═════ Available records ═════

PR #1518, opened 2026-03-15
Fix findLinkFromClickTarget for SVG elements (fixes #1510)

### LINKED ISSUE #1510: `findLinkFromClickTarget` breaks for SVG `<a>` elements (SVGAnimatedString has no startsWith)
It looks like PR https://github.com/hotwired/turbo/pull/1285 introduced a regression affecting SVG links (`<a>` elements inside `<svg>`).

Current implementation:
```js
export function findLinkFromClickTarget(target) {
  const link = findClosestRecursively(target, "a[href], a[xlink\\:href]")

  if (!link) return null
  if (link.href.startsWith("#")) return null
  if (link.hasAttribute("download")) return null

  const linkTarget = link.getAttribute("target")
  if (linkTarget && linkTarget !== "_self") return null

  return link
}
```

Introduced change:
```diff
+ if (link.href.startsWith("#")) return null
```

`SVGAElement` does not expose `href` as a string, but as an `SVGAnimatedString`. Which does not implement `startsWith()`.
However, both have access to `getAttribute()`, and `getAttribute('href')` consistently returns a string for both `HTMLAnchorElement` and `SVGAElement`.

Danish-Belal:
SVGAElement exposes href as SVGAnimatedString which does not implement startsWith(). Use getAttribute('href') which returns a string for both HTMLAnchorElement and SVGAElement.

Add tests for clicking SVG links (same-origin and hash-only).

### DIFF
--- a/src/tests/functional/link_prefetch_observer_tests.js
+++ b/src/tests/functional/link_prefetch_observer_tests.js
@@ -121,6 +121,11 @@ test("it doesn't prefetch the page when link has a hash as a href", async ({ pag
   await assertNotPrefetchedOnHover({ page, selector: "#anchor_with_hash" })
 })
 
+test("it doesn't prefetch when hovering SVG link with hash href", async ({ page }) => {
+  await goTo({ page, path: "/hover_to_prefetch.html" })
+  await assertNotPrefetchedOnHover({ page, selector: "#anchor_with_hash_inside_svg" })
+})
+
 test("it doesn't prefetch the page when link has a ftp protocol", async ({ page }) => {
   await goTo({ page, path: "/hover_to_prefetch.html" })
   await assertNotPrefetchedOnHover({ page, selector: "#anchor_with_ftp_protocol" })
--- a/src/tests/functional/link_prefetch_observer_tests.js
+++ b/src/tests/functional/link_prefetch_observer_tests.js
@@ -121,7 +121,7 @@ test("it doesn't prefetch the page when link has a hash as a href", async ({ pag
   await assertNotPrefetchedOnHover({ page, selector: "#anchor_with_hash" })
 })
 
-test("it doesn't prefetch when hovering SVG link with hash href", async ({ page }) => {
+test("it doesn't prefetch the page when SVG link has a hash as a href", async ({ page }) => {
   await goTo({ page, path: "/hover_to_prefetch.html" })
   await assertNotPrefetchedOnHover({ page, selector: "#anchor_with_hash_inside_svg" })
 })
--- a/src/tests/functional/navigation_tests.js
+++ b/src/tests/functional/navigation_tests.js
@@ -310,22 +310,19 @@ test("following a cross-origin link inside an SVG element", async ({ page }) => 
   expect(await visitAction(page)).toEqual("load")
 })
 
-test("clicking a same-origin link inside an SVG element", async ({ page }) => {
+test("following a same-origin SVG link", async ({ page }) => {
   await page.click("#same-origin-link-inside-svg-element")
 
   await expect(page).toHaveURL(withPathname("/src/tests/fixtures/one.html"))
   expect(await visitAction(page)).toEqual("load")
 })
 
-test("clicking an SVG link with hash-only href scrolls to anchor without a visit", async ({ page }) => {
-  expect(
-    await willChangeBody(page, async () => {
-      await page.click("#svg-hash-link")
-    })
-  ).not.toBeTruthy()
+test("following a same-origin SVG anchored link", async ({ page }) => {
+  await page.click("#same-origin-anchored-svg-link")
 
   await expect(page).toHaveURL(withPathname("/src/tests/fixtures/navigation.html"))
   await expect(page).toHaveURL(withHash("#main"))
+  expect(await visitAction(page)).toEqual("load")
   expect(await isScrolledToSelector(page, "#main"), "scrolled to #main").toEqual(true)
 })
 
--- a/src/tests/functional/navigation_tests.js
+++ b/src/tests/functional/navigation_tests.js
@@ -310,6 +310,25 @@ test("following a cross-origin link inside an SVG element", async ({ page }) => 
   expect(await visitAction(page)).toEqual("load")
 })
 
+test("clicking a same-origin link inside an SVG element", async ({ page }) => {
+  await page.click("#same-origin-link-inside-svg-element")
+
+  await expect(page).toHaveURL(withPathname("/src/tests/fixtures/one.html"))
+  expect(await visitAction(page)).toEqual("load")
+})
+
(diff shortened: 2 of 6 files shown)


src/util.js
```diff
@@ -249,11 +249,19 @@ export function doesNotTargetIFrame(name) {
...
 }
 
+/**
+ * Returns href as string for both HTMLAnchorElement and SVGAElement.
+ * SVGAElement exposes href as SVGAnimatedString which has no startsWith().
+ */
+export function getLinkHrefString(link) {
+  return link.getAttribute("href") ?? link.getAttribute("xlink:href") ?? ""
+}
+
```
Samuel-Labagnere, line 261: I feel like the comment could be a little more generic.
It does indeed resolve the consistency problem regarding HTMLAnchorElements and SVGAElements. But it does also fix the simple problem that checking `if (link.href.startsWith("#"))` (as in line 264 of this very file) will always be false because `HTMLAnchorElement#href` returns the final target url rather than what the attribute truly contains.

Would you agree with the following example ?
```js
/**
 * Returns consistently the href attribute value as a string for both HTMLAnchorElement and SVGAElement.
 * HTMLAnchorElement href property returns an absolute URL if the attribute contains a valid relative URL.
 * SVGAElement exposes href as SVGAnimatedString which does not implement String methods.
 * getAttribute() will return the proper value of the attribute in both cases.
 */
export function getLinkHrefString(link) {
  return link.getAttribute("href") ?? link.getAttribute("xlink:href") ?? ""
}
```

> [!NOTE]
> **__Example regarding the difference between `.href` and `.getAttribute("href")`:__**
> If the current website domain is `www.example.org`, you are on the root page `/` and the link is built like `<a id="my-link" href="#some-id">...</a>`.
>
> If you test `document.getElementById("my-link").href`, it will return `https://www.example.org/#some-id` rather than simply `#some-id`. Therefore checking `startsWith("#")` will never work as intended.

src/tests/functional/navigation_tests.js
```diff
@@ -310,6 +310,25 @@ test("following a cross-origin link inside an SVG element", async ({ page }) =>
...
+  expect(
+    await willChangeBody(page, async () => {
+      await page.click("#svg-hash-link")
+    })
+  ).not.toBeTruthy()
+
+  await expect(page).toHaveURL(withPathname("/src/tests/fixtures/navigation.html"))
+  await expect(page).toHaveURL(withHash("#main"))
+  expect(await isScrolledToSelector(page, "#main"), "scrolled to #main").toEqual(true)
+})
```
Samuel-Labagnere: We could try to conventionally stick to how similar tests from this file are written, like `"following a same-origin anchored link"` line 229.

Would this work ?
```js
test("following a same-origin SVG anchored link", async ({ page }) => {
  await page.click("#same-origin-anchored-svg-link") // Implies we should rename the link id as well in the fixture file

  await expect(page).toHaveURL(withPathname("/src/tests/fixtures/navigation.html"))
  await expect(page).toHaveURL(withHash("#main"))
  expect(await visitAction(page)).toEqual("advance")
  expect(await isScrolledToSelector(page, "#main")).toEqual(true)
})
```

src/tests/functional/navigation_tests.js
```diff
@@ -310,6 +310,25 @@ test("following a cross-origin link inside an SVG element", async ({ page }) =>
   expect(await visitAction(page)).toEqual("load")
 })
 
+test("clicking a same-origin link inside an SVG element", async ({ page }) => {
```
Samuel-Labagnere: If we try to stay close to how other tests are written, maybe we should rename it `"following a same-origin SVG link` ?

src/tests/functional/link_prefetch_observer_tests.js
```diff
@@ -121,6 +121,11 @@ test("it doesn't prefetch the page when link has a hash as a href", async ({ pag
   await assertNotPrefetchedOnHover({ page, selector: "#anchor_with_hash" })
 })
 
+test("it doesn't prefetch when hovering SVG link with hash href", async ({ page }) => {
```
Samuel-Labagnere: To reflect on the test right above, should we aim for `"it doesn't prefetch the page when SVG link has a hash as a href"` ?

Samuel-Labagnere (commented):
Great PR overall, lgtm. 👍🏻 
Just added a few comments towards harmonizing your texts with how things are written elsewhere in the project.

Danish-Belal:
Thanks for the review, @Samuel-Labagnere . I’ve addressed all your feedback:

1. getLinkHrefString comment (util.js)
Updated the JSDoc to cover both element types and the difference between .href and getAttribute("href"):

2. Navigation tests

Renamed "clicking a same-origin link inside an SVG element" → "following a same-origin SVG link"
Renamed "clicking an SVG link with hash-only href scrolls to anchor without a visit" → "following a same-origin SVG anchored link"
Renamed fixture link id from #svg-hash-link to #same-origin-anchored-svg-link
Simplified the SVG anchored link test to follow the same pattern as "following a same-origin anchored link"
3. Prefetch test
Renamed "it doesn't prefetch when hovering SVG link with hash href" → "it doesn't prefetch the page when SVG link has a hash as a href" to match the test above.

All changes are pushed. Please let me know if anything else needs adjustment.

src/tests/functional/link_prefetch_observer_tests.js
Danish-Belal: Updated as suggested

src/tests/functional/navigation_tests.js
Danish-Belal: Done

src/tests/functional/navigation_tests.js
Danish-Belal: Done

Danish-Belal:
@Samuel-Labagnere  Looking forward you to review and getting merge my PR.
Thank you.

Samuel-Labagnere (approved):

Samuel-Labagnere:
@Danish-Belal So far so good to me, now it's in the maintainers hands.

Danish-Belal:
@packagethief 
Looking forward for your action

BriceFab:
I've the same issue, thank for the PR. Waiting to be merged

gamecreature:
Same issue here, it seems to be a regression, it worked correctly before.
Please merge this PR. @Danish-Belal Thanks for fixing this!

A workaround that works for me right now, is to replace the A tags with G tags and performing an onclick turbo-frame navigation. (Turbo.visit didn't work for me from the svg, also disable turbo didn't seem to work). 

```svg
<g href="/my-url" data-turbo-frame="my-frame" style="cursor: pointer;"
   onclick="event.preventDefault(); document.querySelector(`#${this.getAttribute('data-turbo-frame')}`).src = this.getAttribute('href'); return false;"  
   >..</g>
```

seanpdoyle (approved):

═════

For the string "this", count the lines of the preceding listing in which it appears, and report the count alone.

5